When to use Azure Functions or Azure Data Factory 

The following is a summary of some basic differences in the resources and computation offered by both services:

Azure Functions:

  • Customisable with the help of Code.
  • Better for short-lived instances (< 10 min) in case of a basic Consumption Plan.

Azure Data Factory:

  • Customisable but not as flexible as the customization offered by coding in a scripting language.
  • Supports long-running queries or tasks.
  • Supports multiple data sources and tasks in a single pipeline.

Finally, if the data load is low or the task doesn’t consume a lot of time then the better service to choose would be Azure Functions, as the cost would be lower compared to a pipeline setup.

Note that a single instance of Azure Function running multiple times a day will incur extra costs. Otherwise, If the data to be extracted is large and time-consuming and/or the user is not so proficient in scripting, I would suggest the user opt for the Azure Data Functions as it is clearly the better option out of these two.
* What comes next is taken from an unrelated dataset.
PR #252, opened 2018-06-22
Add workload information to NodePublish.

### LINKED ISSUE #248: CreateVolumeRequest should provide CO related volume resource information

Azure Data Factory with Azure Functions:

To strengthen the ADF service and overcome the limitations in the customization, Microsoft has introduced a feature that helps in integrating Azure Functions as a part of an ADF Pipeline basically making Azure Functions a subset of ADF. So code written in any one of the supported scripting languages can be bundled as an Azure Function and included with the ADF Pipeline to perform the desired data operations. 

How to Execute Azure Functions From Azure Data Factory

Azure Functions is one of the latest offerings from Microsoft to design pipelines handling ETL / Processing Operations on Big Data. Azure Data Factory V2 supports more options in Custom Activity via Azure Batch or HDInsight which can be used for complex Big Data or Machine Learning workflows, but the V1 does not have the mechanism to call the function directly.
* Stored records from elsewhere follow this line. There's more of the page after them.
PR #254, opened 2018-07-18
Fix proto filedescriptor

jdef:
Generated golang bindings invoke proto.Register with a "file name" and a metadata blob. The primary goal of this change is to support protobuf reflection libraries that attempt to examine the generated metadata blobs; abbreviated file names (prior to this change set) make reflection difficult. A secondary goal is to avoid overlap with other non-fully qualified proto packages: a longer, fully qualified package root has
less chance of overlapping with that of another package in the wild.


saad-ali:
LGTM. But I'm not a go expert either.

ddebroy:
Not-an-expert LGTM

jdef:
This isn't so much a "go expert" thing as a "golang/protobuf" thing.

However, it does not have a straightforward mechanism to integrate Azure Functions into the Workflow as an activity. Azure Functions is a Serverless PAAS offering from Microsoft that helps in running Serverless applications/scripts in multiple languages like C#, JavaScript, Python, etc. Azure functions are scalable and can be used for any purpose by writing Custom application logic inside it and it is simple to use.
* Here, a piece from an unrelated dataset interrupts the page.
Issue #236, opened 2018-05-15
Volume usage metrics support


gnufied:
This came up during sig-storage f2f, we currently don't have a reliable way of getting volume usage metrics from CSI plugins. One can argue that - one can use "du" or "stat" from CO to get those metrics and this need not be part of CSI specs, but I believe that how "usage" metric of a volume is computed depends on volume type and should be part of CSI spec.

Scenario 1: Trigger-based calling of Azure Functions

The first scenario is triggering the Azure functions by updating a file in the Blob Storage. The trigger can be setup in the Azure Functions to execute when a file is placed in the Blob Storage by the Data Factory Pipeline or Data Factory Analytics (U-SQL).

Scenario 2: HTTP Trigger

By exposing the Functions in the HTTP trigger and using it as an HTTP Data source in Azure Data Factory. The Function can be executed like a copy activity triggering the http URL of the function. This approach is more useful when any response is needed from the functions after processing.

Finally, The Azure functions can be a good driver in enabling advanced processing operations along with the Data Factory Pipeline.